## Exercise data:
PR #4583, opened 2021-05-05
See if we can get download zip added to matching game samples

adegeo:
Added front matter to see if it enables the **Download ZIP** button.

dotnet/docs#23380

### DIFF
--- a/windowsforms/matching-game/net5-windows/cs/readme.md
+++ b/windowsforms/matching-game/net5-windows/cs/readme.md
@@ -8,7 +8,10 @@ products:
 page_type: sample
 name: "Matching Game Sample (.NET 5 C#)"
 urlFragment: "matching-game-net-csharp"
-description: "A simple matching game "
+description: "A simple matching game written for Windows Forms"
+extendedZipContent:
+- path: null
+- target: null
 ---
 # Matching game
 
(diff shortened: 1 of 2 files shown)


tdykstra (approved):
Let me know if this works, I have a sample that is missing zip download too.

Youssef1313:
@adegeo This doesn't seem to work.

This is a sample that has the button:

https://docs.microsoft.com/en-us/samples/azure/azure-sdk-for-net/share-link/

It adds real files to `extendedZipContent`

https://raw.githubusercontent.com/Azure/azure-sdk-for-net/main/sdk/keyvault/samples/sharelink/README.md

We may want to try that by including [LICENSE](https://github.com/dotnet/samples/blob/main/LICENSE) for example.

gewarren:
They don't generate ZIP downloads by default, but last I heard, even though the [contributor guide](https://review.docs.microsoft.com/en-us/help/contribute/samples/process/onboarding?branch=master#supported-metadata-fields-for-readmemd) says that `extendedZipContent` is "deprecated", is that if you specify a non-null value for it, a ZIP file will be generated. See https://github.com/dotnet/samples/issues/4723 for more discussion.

* * *

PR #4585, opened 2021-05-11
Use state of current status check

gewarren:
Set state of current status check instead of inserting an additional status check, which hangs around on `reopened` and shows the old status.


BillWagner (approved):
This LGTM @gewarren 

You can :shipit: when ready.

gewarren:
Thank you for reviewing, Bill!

* * *

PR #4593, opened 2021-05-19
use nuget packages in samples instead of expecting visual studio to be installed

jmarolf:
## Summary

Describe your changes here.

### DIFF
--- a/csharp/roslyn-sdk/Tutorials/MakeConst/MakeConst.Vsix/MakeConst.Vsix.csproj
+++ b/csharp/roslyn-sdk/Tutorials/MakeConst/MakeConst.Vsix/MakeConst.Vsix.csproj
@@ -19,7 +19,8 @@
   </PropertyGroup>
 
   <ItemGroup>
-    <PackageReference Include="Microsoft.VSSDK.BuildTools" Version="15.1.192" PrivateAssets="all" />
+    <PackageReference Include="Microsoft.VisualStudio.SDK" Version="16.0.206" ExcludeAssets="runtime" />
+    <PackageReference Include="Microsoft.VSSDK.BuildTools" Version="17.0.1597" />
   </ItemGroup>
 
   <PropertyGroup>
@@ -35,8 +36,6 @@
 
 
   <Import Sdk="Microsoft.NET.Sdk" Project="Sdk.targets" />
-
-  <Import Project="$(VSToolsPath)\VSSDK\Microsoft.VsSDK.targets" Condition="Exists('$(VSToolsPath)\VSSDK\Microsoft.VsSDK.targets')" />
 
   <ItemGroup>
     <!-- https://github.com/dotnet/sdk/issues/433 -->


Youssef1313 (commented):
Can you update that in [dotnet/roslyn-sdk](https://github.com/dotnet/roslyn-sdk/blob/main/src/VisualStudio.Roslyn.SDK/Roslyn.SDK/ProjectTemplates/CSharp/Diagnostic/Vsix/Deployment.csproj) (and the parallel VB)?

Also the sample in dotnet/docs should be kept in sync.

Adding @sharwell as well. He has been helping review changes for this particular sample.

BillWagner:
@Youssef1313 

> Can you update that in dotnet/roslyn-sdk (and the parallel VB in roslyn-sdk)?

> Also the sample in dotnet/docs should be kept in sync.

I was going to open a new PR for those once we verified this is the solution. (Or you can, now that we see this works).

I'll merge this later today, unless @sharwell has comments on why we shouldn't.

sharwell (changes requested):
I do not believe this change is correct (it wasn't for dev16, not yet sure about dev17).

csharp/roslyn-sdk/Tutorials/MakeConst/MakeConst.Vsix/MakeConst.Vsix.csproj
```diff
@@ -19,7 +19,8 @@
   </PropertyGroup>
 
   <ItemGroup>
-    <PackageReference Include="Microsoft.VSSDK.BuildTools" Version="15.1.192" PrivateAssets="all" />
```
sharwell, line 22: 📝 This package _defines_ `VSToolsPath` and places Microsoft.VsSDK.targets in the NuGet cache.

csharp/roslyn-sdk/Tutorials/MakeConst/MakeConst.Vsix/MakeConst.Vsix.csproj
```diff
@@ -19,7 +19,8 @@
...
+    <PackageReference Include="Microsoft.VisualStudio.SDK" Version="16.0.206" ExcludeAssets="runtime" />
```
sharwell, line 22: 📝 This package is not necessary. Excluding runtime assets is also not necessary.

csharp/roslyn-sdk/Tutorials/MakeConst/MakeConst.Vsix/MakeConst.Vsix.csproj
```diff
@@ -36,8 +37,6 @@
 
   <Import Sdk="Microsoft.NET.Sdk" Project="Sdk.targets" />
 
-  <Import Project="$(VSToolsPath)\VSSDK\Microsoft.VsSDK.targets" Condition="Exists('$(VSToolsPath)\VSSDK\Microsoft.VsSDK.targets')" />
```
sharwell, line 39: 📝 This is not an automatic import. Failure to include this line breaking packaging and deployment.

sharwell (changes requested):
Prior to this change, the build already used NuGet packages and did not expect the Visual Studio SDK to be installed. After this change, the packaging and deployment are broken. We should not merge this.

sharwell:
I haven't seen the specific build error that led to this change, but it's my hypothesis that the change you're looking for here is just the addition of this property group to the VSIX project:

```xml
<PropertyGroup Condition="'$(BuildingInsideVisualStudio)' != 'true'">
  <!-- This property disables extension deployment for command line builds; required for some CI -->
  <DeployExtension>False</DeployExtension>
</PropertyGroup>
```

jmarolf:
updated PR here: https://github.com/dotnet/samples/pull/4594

## Work to complete:
Write out, from the lines above, only those from the line with "PR #4583, opened 2021-05-05" to the line with "They don't generate", exactly as given, including the first and the last.

## Exercise result:
PR #4583, opened 2021-05-05
See if we can get download zip added to matching game samples

adegeo:
Added front matter to see if it enables the **Download ZIP** button.

dotnet/docs#23380

### DIFF
--- a/windowsforms/matching-game/net5-windows/cs/readme.md
+++ b/windowsforms/matching-game/net5-windows/cs/readme.md
@@ -8,7 +8,10 @@ products:
 page_type: sample
 name: "Matching Game Sample (.NET 5 C#)"
 urlFragment: "matching-game-net-csharp"
-description: "A simple matching game "
+description: "A simple matching game written for Windows Forms"
+extendedZipContent:
+- path: null
+- target: null
 ---
 # Matching game
 
(diff shortened: 1 of 2 files shown)


tdykstra (approved):
Let me know if this works, I have a sample that is missing zip download too.

Youssef1313:
@adegeo This doesn't seem to work.

This is a sample that has the button:

https://docs.microsoft.com/en-us/samples/azure/azure-sdk-for-net/share-link/

It adds real files to `extendedZipContent`

https://raw.githubusercontent.com/Azure/azure-sdk-for-net/main/sdk/keyvault/samples/sharelink/README.md

We may want to try that by including [LICENSE](https://github.com/dotnet/samples/blob/main/LICENSE) for example.

gewarren:
They don't generate ZIP downloads by default, but last I heard, even though the [contributor guide](https://review.docs.microsoft.com/en-us/help/contribute/samples/process/onboarding?branch=master#supported-metadata-fields-for-readmemd) says that `extendedZipContent` is "deprecated", is that if you specify a non-null value for it, a ZIP file will be generated. See https://github.com/dotnet/samples/issues/4723 for more discussion.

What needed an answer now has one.